The shock of Donald Trump’s victory on a wave of populist energy continues to reverberate far beyond the United States, especially since Western Europe is facing its own nationalist and populist movements that often have a xenophobic edge.

At this point, no one quite knows what actual changes the Trump presidency will bring. But this moment certainly feels like a turning point in modern history. A quarter-century ago, the collapse of the Soviet Union was supposed to bring about what political scientist Francis Fukuyama famously called “The End of History” and the final ascendancy of internationalist liberal capitalism. Today, we may not have witnessed the end of liberalism — in a broad sense of the word that encompasses the more libertarian varieties of conservatism — but we are certainly seeing its crisis.

What went wrong?

To some extent, liberal capitalism’s troubles are the result of events largely beyond the control of political elites: the 9/11 terror attacks and their far-reaching consequences, and the financial crash of 2008. But we are also seeing the fruits of overconfidence abroad and at home.

The war in Iraq, in retrospect, was a case of intransigent internationalism, the belief that we could use military power to export liberal democracy to a culture rife with tribal hostilities and religious fundamentalism and precipitate a secular liberal revolution in the Middle East. Instead, what followed was a fiasco that led to an aversion to interventionism and nation-building.

Turmoil in the Middle East also led to the refugee crisis that sparked a revolt against Third World migration, especially in Europe, and posed a wrenching challenge to Western nations: How do we remain faithful to our humanitarian values without allowing a massive influx of refugees and migrants to overwhelm our economic and social structures? Some of the anti-refugee propaganda from far-right movements and websites was sensationalized, dehumanizing and racist; but the problems posed by accelerated immigration from countries where gender equality, religious tolerance and rule of law are alien concepts are real, and dismissing such concerns as bigotry will inevitably create a backlash.

Another kind of liberal intransigence manifested itself in domestic social policies.

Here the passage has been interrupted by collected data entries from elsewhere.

PR #539, opened 2023-06-12
feat: add rate limit throttling

### LINKED ISSUE #524: Add rate limit throttling option

IdoKendo:
**Description**

This PR fixes #524 

There are two approaches to storing the usage of an API endpoint:
1. Using Redis
2. Local in-memory store

While using Redis is the preferred method, I did not want to impose setting up Redis for Robyn users, especially if they might not even want to rate limit their APIs.

The implementation is not done, there are a few more things I would like to add, thus, this PR is still a WIP.

I am having issues with the in-memory store due to a `RuntimeError: already borrowed` error when I try to `curl` requests that have a rate limiter attached to them. Using Redis the rate limiter is working as expected.

@sansyrox If you could take a look and advise it would be very appreciated since I am a bit stuck here. Thanks!

```sh
python integration_tests/base_routes.py
curl HTTP://localhost:8080/sync/rate/get -v
```


sansyrox:
Hey @IdoKendo 👋 

Thank you for the great work 😄 I will take a deeper look by this weekend for sure. :D

JackThomson2:
This is very cool, I just wonder if it makes sense to be in the core Robyn implementation? It'd be adding an additional Redis dependency to all users, which wouldn't be ideal. I imagine a lot of people run robyn behind a load balancer anyway which would do the rate limiting. Not a blocker at all, just asking the question.

Could this not be an external plugin / repository that hooks into the `before_request` handlers?

IdoKendo:
> This is very cool, I just wonder if it makes sense to be in the core Robyn implementation? It'd be adding an additional Redis dependency to all users, which wouldn't be ideal. I imagine a lot of people run robyn behind a load balancer / proxy anyway which would do the rate limiting. Not a blocker at all, just asking the question.
> 
> Could this not be an external plugin / repository that hooks into the `before_request` handlers?

I think making the `Redis` part an optional dependency would solve the issue of adding it to all users. That's also my plan once I get over the hurdle of the in-memory cache. I think it can be even more generic - Some users might want to use `memcached` instead of `Redis`, and it can also be supported.

Surely it can be developed externally, as a plugin, but I think there is an advantage in having it be included in the standard implementation.

sansyrox:
Hey @IdoKendo @JackThomson2 👋 

Thank you for your comments here 😄  I partly agree with both of you here.

We should add rate limiting as a core feature for one but should keep redis/memcached as an optional dependency like we have for templates.

And as for the issue with the implementation, @IdoKendo give me a few more hours. I will run it locally and get back to you 😄

sansyrox:
@IdoKendo , I think I may have found a part reason. This looks like a circular dependency here.

Screen Shot 2023-06-14 at 21 09 22

sansyrox:
And the second error is due to this
Screen Shot 2023-06-14 at 21 20 08

sansyrox:
We get a better error message 

```

21:19:18.717385 line        42         current_timestamp = int(time.time())
New var:....... current_timestamp = 1686773958
21:19:18.717564 line        43         if pool:
21:19:18.717739 line        49         elif self.app:
21:19:18.717911 line        50             calls_count = self.app.server.get_calls_count(
21:19:18.718084 line        51                 limit_key, self.limit_ttl, current_timestamp
21:19:18.718255 line        50             calls_count = self.app.server.get_calls_count(
thread 'actix-rt|system:0|arbiter:0' panicked at 'Already mutably borrowed: PyBorrowError', /Users/sanskar/.cargo/registry/src/github.com-1ecc6299db9ec823/pyo3-0.18.1/src/pycell.rs:298:27
note: run with `RUST_BACKTRACE=1` environment variable to display a backtrace
21:19:18.718632 exception   50             calls_count = self.app.server.get_calls_count(
Exception:..... pyo3_runtime.PanicException: Already mutably borrowed: PyBorrowError
Call ended by exception
Elapsed time: 00:00:00.002641
--- PyO3 is resuming a panic after fetching a PanicException from Python. ---
Python stack trace below:
  File "/Users/sanskar/repos/robyn/robyn/router.py", line 113, in inner_handler
    if client and rate_limiter and rate_limiter.limit_exceeded(
  File "/Users/sanskar/repos/robyn/venv/lib/python3.10/site-packages/pysnooper/tracer.py", line 305, in simple_wrapper
    return function(*args, **kwargs)
  File "/Users/sanskar/repos/robyn/robyn/throttling.py", line 50, in limit_exceeded
    calls_count = self.app.server.get_calls_count(
pyo3_runtime.PanicException: Already mutably borrowed: PyBorrowError
```

IdoKendo:
> @IdoKendo , I think I may have found a part reason. This looks like a circular dependency here.
> 
> Screen Shot 2023-06-14 at 21 09 22

Thanks for helping to look into it!
Maybe I'm missing something, but why is this a circular dependency?

sansyrox:
Hey @IdoKendo , I made a typo sorry. I meant a circular reference and not a dependency but that should not cause any issues.

I found a fix to our problem.

See this
Screen Shot 2023-06-15 at 12 25 55

IdoKendo:
> Hey @IdoKendo , I made a typo sorry. I meant a circular reference and not a dependency but that should not cause any issues.
> 
> I found a fix to our problem.
> 
> See this Screen Shot 2023-06-15 at 12 25 55

Ohh, great! I think this unblocks me! Thank you! I will continue working on this PR and update you when it's ready.

sansyrox:
Not a problem 😄 I am really excited for this feature

src/server.rs
```diff
@@ -360,6 +363,39 @@ impl Server {
...
+        limit_ttl: u32,
+        current_timestamp: u32,
+    ) -> Vec<u32> {
+        let server = self_.try_borrow_mut();
+        match server {
+            Ok(server) => {
+                let mut cache = server.memory_store.lock().unwrap();
+                let ttl = current_timestamp - limit_ttl;
+                if let Some(timestamps) = cache.get_mut(&limit_key) {
+                    let mut valid_timestamps: Vec<u32> = timestamps
```
JackThomson2, line 380: Can't this be done with 
```Rust
timestamps.retain(|timestamp| timestamp >= &ttl);
timestamps.push(current_timestamp);
```

Also won't this list always be ordered? Couldn't we just binary search for the current time stamp and drop all to the left? A linked list may be more efficient for this as well.

src/server.rs
```diff
@@ -360,6 +363,39 @@ impl Server {
...
         debug!("Added shutdown handler {:?}", self.shutdown_handler);
     }
+
+    /// Get and set call list from memory store
+    pub fn get_calls_list(
+        self_: &PyCell<Self>,
+        limit_key: String,
+        limit_ttl: u32,
+        current_timestamp: u32,
+    ) -> Vec<u32> {
```
JackThomson2, line 373: Can this just not return the length? We're doing expensive clones here, and only ever using the length python side

src/server.rs
```diff
@@ -56,6 +57,7 @@ pub struct Server {
     directories: Arc<RwLock<Vec<Directory>>>,
     startup_handler: Option<Arc<FunctionInfo>>,
     shutdown_handler: Option<Arc<FunctionInfo>>,
+    memory_store: Arc<Mutex<HashMap<String, Vec<u32>>>>,
```
JackThomson2, line 60: Do we need this to be wrapped in an Arc Mutex? This comes with some overhead, since this method always come from python, we can assume only one thread will be reading / writing from it at a time. I'm not sure if we can get a `&mut self` in the `get_calls_list` method

JackThomson2: If you think we will be accessing this concurrently or can't get a `&mut self` reference we should use `Arc<Dashmap<...>>` this is already imported and would do better if we do hit this at the same time

JackThomson2: Also another query, will we need a background thread to clear these out? Current if a client never requests again the entry will stay indefinitely, I could see memory growing if used by a lot of people

IdoKendo:
Hey @sansyrox and @JackThomson2 👋 
Thanks for all the comments and help! I've been away for a bit, but getting back to it!

For now, I've decided to remove the Redis support and add it later - to reduce the scale of this PR to a more bite-sized change.

I've changed the implementation quite a bit and still a WIP but seems to be in a much more positive direction.

If you have any helpful guidance and comments regarding the new direction, I would greatly appreciate it!

clippy.toml
sansyrox, line 1: nicee

sansyrox:
Hey @IdoKendo 👋 

Welcome back 😄 

I will start taking a look soon!

sansyrox (commented):
Hey @IdoKendo 👋 

I had an initial look on the PR and looks good 😄 

I will have a thorough look till Thursday 😄

robyn/throttling.py
```diff
@@ -0,0 +1,28 @@
+import time
+from typing import Dict
+
+
+class RateLimiter:
+    def __init__(
+        self,
+        *,
+        calls_limit: int = 0,
+        limit_ttl: int = 0,
```
sansyrox, line 10: One question - Is there a reason to allow only `kwargs`?

robyn/throttling.py
```diff
@@ -0,0 +1,28 @@
...
+    ) -> None:
```
sansyrox, line 11: Can you please add a docstring for this class?

src/server.rs
```diff
@@ -220,6 +227,27 @@ impl Server {
...
+                            .duration_since(UNIX_EPOCH)
+                            .unwrap()
+                            .as_secs();
+                        for item in calls_count.iter() {
+                            let mut valid_timestamps = item.value().clone();
+                            valid_timestamps.retain(|timestamp| timestamp >= &ttl);
+                            calls_count.insert(item.key().clone(), valid_timestamps);
+                            calls_count.remove_if(item.key(), |_, t| t.is_empty());
+                        }
+                        thread::sleep(Duration::from_secs(60));
```
sansyrox, line 245: One question - why add a sleep for just `60` seconds? Can we add some comment for this magic number please?

src/server.rs
```diff
@@ -376,11 +404,41 @@ async fn index(
...
+    let calls_count_header = calls_count
+        .get(&limit_key)
+        .unwrap()
+        .iter()
+        .map(ToString::to_string)
+        .collect::<Vec<String>>()
+        .join(",");
+    request
+        .headers
+        .insert(String::from("x-robyncc"), calls_count_header);
```
sansyrox, line 440: Can you please explain the logic here?

integration_tests/base_routes.py
sansyrox, line 1: Nicee

sansyrox (commented):
Hey @IdoKendo 👋 

Great work! 🔥 

I have left an initial review. Do let me know if you require any more information from me 😄

robyn/throttling.py
IdoKendo: I think having something like `RateLimiter(60, 120)` is very not intuitive and forces whoever reads the code to check it every time or to add some comment e.g. `# 60 calls per two minutes` - Forcing it to be `RateLimiter(calls_limit=60, limit_ttl=120)` is much more readable IMO.

src/server.rs
IdoKendo: I was actually contemplating this - How often do we want to clear the cache of calls - I'm thinking if there were no calls for a minute it should cover most use cases, but maybe it should be configurable in env? WDYT?

src/server.rs
IdoKendo: Sure. The rate limiting is done via a sliding window, however, in this part of the program, we don't know where the window starts. In order to pass it forward into the python part I'm embedding it in a custom header that I can later read and check how many calls fall in the allowed window.

robyn/throttling.py
sansyrox: Wow! This makes sense. Perfect.

src/server.rs
sansyrox: > but maybe it should be configurable in env? WDYT?

This approach sounds good. Would it be possible to add this config in the `robyn.env` file?

robyn/__init__.py
```diff
@@ -56,6 +58,7 @@ def __init__(self, file_object: str, config: Config = Config()) -> None:
         self.event_handlers = {}
         self.exception_handler: Optional[Callable] = None
         self.authentication_handler: Optional[AuthenticationHandler] = None
+        self.rate_limiter = RateLimiter()
```
sansyrox, line 61: One question - do we always want to have a ratelimiter instance? We can make it optional and handle the cases in the code? Or make as constant argument in the `__init__` function like config

src/server.rs
```diff
@@ -220,6 +227,25 @@ impl Server {
...
+                    let ttl = SystemTime::now()
+                        .duration_since(UNIX_EPOCH)
+                        .unwrap()
+                        .as_secs();
+                    for item in calls_count.iter() {
+                        let mut valid_timestamps = item.value().clone();
+                        valid_timestamps.retain(|timestamp| timestamp >= &ttl);
+                        calls_count.insert(item.key().clone(), valid_timestamps);
+                        calls_count.remove_if(item.key(), |_, t| t.is_empty());
+                    }
```
sansyrox, line 243: One suggestion, we can reduce the code here

```python
                    for mut item in calls_count.iter_mut() {
                        let valid_timestamps = item.value_mut();
                        valid_timestamps.retain_mut(|timestamp| timestamp >= &mut ttl);
                        calls_count.remove_if(item.key(), |_, t| t.is_empty());
                    }

```

src/server.rs
```diff
@@ -220,6 +227,25 @@ impl Server {
...
         });
 
+        let calls_count = self.calls_count.clone();
+        Python::with_gil(|py| {
+            py.allow_threads(|| {
+                thread::spawn(move || loop {
+                    let ttl = SystemTime::now()
+                        .duration_since(UNIX_EPOCH)
+                        .unwrap()
+                        .as_secs();
```
sansyrox, line 237: Correct me if I am wrong but the `ttl` variable here is the seconds elapsed from `1970-1-1`?

sansyrox: Then after 60 seconds(thread::sleep) , this variable will be t+60, and remove all the previous timestamps, right?

sansyrox: I am wondering if the `ttl` specified in the RateLimit constructor and the `ttl` variable here should be connected 🤔

src/server.rs
sansyrox: Thank you, makes sense 😄

sansyrox:
Hey @IdoKendo 👋 

Thank you for making the latest changes. I have left a new review 😄

robyn/__init__.py
IdoKendo: I prefer having the RateLimiter instance handle the details of whether to check the limit etc, keep all the responsibilities there, than to handle the cases in the Robyn class.

src/server.rs
IdoKendo: Yes, this TTL is for retention of old calls, the idea for this thread is to clean up calls of old users, to avoid having the calls_count inflate endlessly. Not sure it should be related to the TTL for the RateLimiter, especially since different endpoints (RateLimiter instances) can have different TTLs.

IdoKendo:
> Hey @IdoKendo 👋
> 
> Thank you for making the latest changes. I have left a new review 😄

Thanks for the review! Helping us nail this implementation down 😎 

I do wonder, I see that CI is always failing in Ubuntu yet passes in other platforms - Any thought what could be the root cause? Can't really see an issue there.

src/server.rs
sansyrox: @IdoKendo , I see, this makes sense. Maybe in the future we could also add the ability to clear the cache based on the size of the cache.

But one thing - let us have an environment variable to make it configurable.

robyn/__init__.py
sansyrox: @IdoKendo , alright makes sense. However, can we make it a default argument in the constructor? This will also allow the users to extend the RateLimiter with a custom implementation if they desire to.

sansyrox:
Hey @IdoKendo 👋 

Thank you for the update. I have just left one final comment 😄 

> I do wonder, I see that CI is always failing in Ubuntu yet passes in other platforms - Any thought what could be the root cause? Can't really see an issue there.

The error seems to be here
```
r = method(route, expected_status_code=429) 
```

This is resulting in a 200 status code. Looks like the rate limit is not being applied on Ubuntu. I can try testing it on my real linux machine tomorrow 😅

IdoKendo:
> 
> The error seems to be here
> 
> ```
> r = method(route, expected_status_code=429) 
> ```
> 
> This is resulting in a 200 status code. Looks like the rate limit is not being applied on Ubuntu. I can try testing it on my real linux machine tomorrow 😅

Thanks! Let me know if I can help - can't seem to reproduce it on my end.

sansyrox:
Hey @IdoKendo :wave: 

I did run the tests. However, I found an unusual observation

The test run perfectly if we run just them , i.e. 

```
venv) [batman@batmachine robyn]$ pytest -vv -k rate_limiting
============================================================ test session starts ============================================================
platform linux -- Python 3.11.3, pytest-7.2.1, pluggy-1.2.0 -- /home/batman/repos/robyn/venv/bin/python3
codspeed: 2.0.1 (callgraph: not supported)
cachedir: .pytest_cache
rootdir: /home/batman/repos/robyn
plugins: codspeed-2.0.1
collected 116 items / 110 deselected / 6 selected                                                                                           

integration_tests/test_rate_limiting.py::test_throttling[/sync/rate/get-get] PASSED                                                   [ 16%]
integration_tests/test_rate_limiting.py::test_throttling[/async/rate/get-get] PASSED                                                  [ 33%]
integration_tests/test_rate_limiting.py::test_throttling[/sync/rate/put-put] PASSED                                                   [ 50%]
integration_tests/test_rate_limiting.py::test_throttling[/async/rate/put-put] PASSED                                                  [ 66%]
integration_tests/test_rate_limiting.py::test_throttling[/sync/rate/post-post] PASSED                                                 [ 83%]
integration_tests/test_rate_limiting.py::test_throttling[/async/rate/post-post] PASSED                                                [100%]

===================================================== 6 passed, 110 deselected in 0.22s =====================================================

```


However, they fail when run with everyone else

```
venv) [batman@batmachine robyn]$ pytest 
============================================================ test session starts ============================================================
platform linux -- Python 3.11.3, pytest-7.2.1, pluggy-1.2.0
codspeed: 2.0.1 (callgraph: not supported)
rootdir: /home/batman/repos/robyn
plugins: codspeed-2.0.1
collected 116 items                                                                                                                         

integration_tests/test_app.py ....                                                                                                    [  3%]
integration_tests/test_authentication.py ........                                                                                     [ 10%]
integration_tests/test_base_url.py ....                                                                                               [ 13%]
integration_tests/test_basic_routes.py ..................                                                                             [ 29%]
integration_tests/test_binary_output.py ....                                                                                          [ 32%]
integration_tests/test_delete_requests.py ....                                                                                        [ 36%]
integration_tests/test_env_populator.py .                                                                                             [ 37%]
integration_tests/test_exception_handling.py ......                                                                                   [ 42%]
integration_tests/test_file_download.py ..                                                                                            [ 43%]
integration_tests/test_get_requests.py ..........                                                                                     [ 52%]
integration_tests/test_middlewares.py ....                                                                                            [ 56%]
integration_tests/test_patch_requests.py ....                                                                                         [ 59%]
integration_tests/test_post_requests.py ....                                                                                          [ 62%]
integration_tests/test_put_requests.py ....                                                                                           [ 66%]
integration_tests/test_rate_limiting.py FF.FFF                                                                                        [ 71%]
integration_tests/test_status_code.py .....                                                                                           [ 75%]
integration_tests/test_subrouter.py .........                                                                                         [ 83%]
integration_tests/test_unsupported_types.py .........                                                                                 [ 91%]
integration_tests/test_views.py ........                                                                                              [ 98%]
integration_tests/test_web_sockets.py ..                                                 
```

sansyrox:
This implies an issue with the fixture being called from these throttling tests.

IdoKendo:
> This implies an issue with the fixture being called from these throttling tests.

What fixture? the paramterize?

sansyrox:
Hey @IdoKendo 👋 

I have pushed a change. Let's see if that will work.

sansyrox:
Hey @IdoKendo 👋 

All looks good to me 😄 Can you please update some documentation for the same?

IdoKendo:
> Hey @IdoKendo 👋
> 
> All looks good to me 😄 Can you please update some documentation for the same?

Done 😃

sansyrox (approved):
LGTM! 🔥 👍 Great work!

JackThomson2:
This adds a non-trivial amount of code to the hotpath even if it isn't enabled. Isn't this going to slow down robyn significantly?

sansyrox:
@JackThomson2 , thanks for pointing this out. I just ran the benchmarks and the regressions are too much. 

This is the after
```
 ~/repos/robyn  main *47  oha  --insecure -c 100 -n 100000 http://localhost:8080                                                                              ✔  1m 32s  robyn Py
Summary:
  Success rate: NaN
  Total:        5.3133 secs
  Slowest:      -inf secs
  Fastest:      inf secs
  Average:      0.0000 secs
  Requests/sec: 0.0000

  Total data:   0 B
  Size/request: NaN
  Size/sec:     0 B

Response time histogram:

Latency distribution:
  10% in NaN secs
  25% in NaN secs
  50% in NaN secs
  75% in NaN secs
  90% in NaN secs
  95% in NaN secs
  99% in NaN secs

Details (average, fastest, slowest):
  DNS+dialup:   0.0000 secs, inf secs, -inf secs
  DNS-lookup:   0.0000 secs, inf secs, -inf secs

Status code distribution:

 ~/repos/robyn  main *47  oha  --insecure -c 100 -n 100000 http://localhost:8080                                                                                  ✔  5s  robyn Py
Summary:
  Success rate: 0.1492
  Total:        26.7531 secs
  Slowest:      0.4223 secs
  Fastest:      0.0145 secs
  Average:      0.1818 secs
  Requests/sec: 2948.1840

  Total data:   126.38 KiB
  Size/request: 11 B
  Size/sec:     4.72 KiB

Response time histogram:
  0.015 [1]    |
  0.055 [1569] |■■■■■■■■■■■■■■■■■■■■■■■■■■■■
  0.096 [1456] |■■■■■■■■■■■■■■■■■■■■■■■■■■
  0.137 [1765] |■■■■■■■■■■■■■■■■■■■■■■■■■■■■■■■■
  0.178 [1623] |■■■■■■■■■■■■■■■■■■■■■■■■■■■■■
  0.218 [1452] |■■■■■■■■■■■■■■■■■■■■■■■■■■
  0.259 [945]  |■■■■■■■■■■■■■■■■■
  0.300 [663]  |■■■■■■■■■■■■
  0.341 [803]  |■■■■■■■■■■■■■■
  0.381 [939]  |■■■■■■■■■■■■■■■■■
  0.422 [549]  |■■■■■■■■■

```

and this was the before. 

```
Summary:
  Success rate: 1.0000
  Total:        1.5308 secs
  Slowest:      0.0316 secs
  Fastest:      0.0047 secs
  Average:      0.0153 secs
  Requests/sec: 6532.5208

  Total data:   107.42 KiB
  Size/request: 11 B
  Size/sec:     70.17 KiB

Response time histogram:
  0.005 [1]    |
  0.007 [10]   |
  0.010 [2]    |
  0.013 [3273] |■■■■■■■■■■■■■■■■■■■■
  0.015 [489]  |■■
  0.018 [5224] |■■■■■■■■■■■■■■■■■■■■■■■■■■■■■■■■
  0.021 [924]  |■■■■■
  0.024 [40]   |
  0.026 [1]    |
  0.029 [23]   |
  0.032 [13]   |

Latency distribution:
  10% in 0.0111 secs
  25% in 0.0118 secs
  50% in 0.0167 secs
  75% in 0.0174 secs
  90% in 0.0181 secs
  95% in 0.0186 secs
  99% in 0.0193 secs

Details (average, fastest, slowest):
  DNS+dialup:   0.0024 secs, 0.0007 secs, 0.0033 secs
  DNS-lookup:   0.0000 secs, 0.0000 secs, 0.0000 secs

Status code distribution:
```

@IdoKendo , I will be reverting this PR for now. @JackThomson2 , do you have any suggestions on how we can make it faster?

I also wonder why codspeed didn't show us any regressions.

sansyrox:
@IdoKendo , can you please remove this PR?

JackThomson2:
You could try putting this code [here](https://github.com/sparckles/robyn/pull/539/files#diff-48d27698cc708c7efe770fd897e4885efaa0a15cae30d54936068603ba03bbd9R423-R449) behind a conditional if rate limiting is enabled on the specified endpoint, it may help but only if it isn't enabled. As for fixing it when rate limiting *is* enabled. 

The code [here](https://github.com/sparckles/robyn/pull/539/files#diff-48d27698cc708c7efe770fd897e4885efaa0a15cae30d54936068603ba03bbd9R433-R438) does a lot of allocating which I understand why this approach was taken as you'd need a mutable reference. You could try putting the array in a mutex and acquiring a lock to append too it (this should make the rate limiting more accurate as currently if two requests are made at once there's a chance one is missed.) It's a complicated problem and would require some thought into how to make it performant, just some ideas from the top of my head

IdoKendo:
I've reopened the PR at #572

We rightly take pride in the progress we’ve made on equality for women, racial minorities, gays and other historically oppressed groups; but, emboldened by their victories in the culture wars, the progressive elites decided that the values of men and women with a more traditional outlook deserved no respect. Battles over Christian bakers and same-sex wedding cakes were a proxy for a larger issue: people feeling that they were being branded bigots simply for believing that the male-female union is the essence of marriage.

Meanwhile, on college campuses and in popular culture, progressivism became an increasingly narrow and rigid dogma that excluded more and more ideas from legitimate debate — from gender differences to artists’ and writers’ use of material from non-Western cultures. Liberalism turned into its opposite: illiberal policing of speech and ideas and identity politics treated people as members of a demographic, not individuals. It’s difficult to make the case for freedom when you can lose your job for questioning the use of newly minted pronouns for people who consider themselves neither male nor female.

Populism, which comes with its own brand of authoritarianism and identity politics, is not the answer to the challenges we face. But if it is to survive, liberalism must return to its universalist roots, remember its values of tolerance and open-mindedness, and learn some humility.

Cathy Young is a regular contributor to Reason magazine and Real Clear Politics.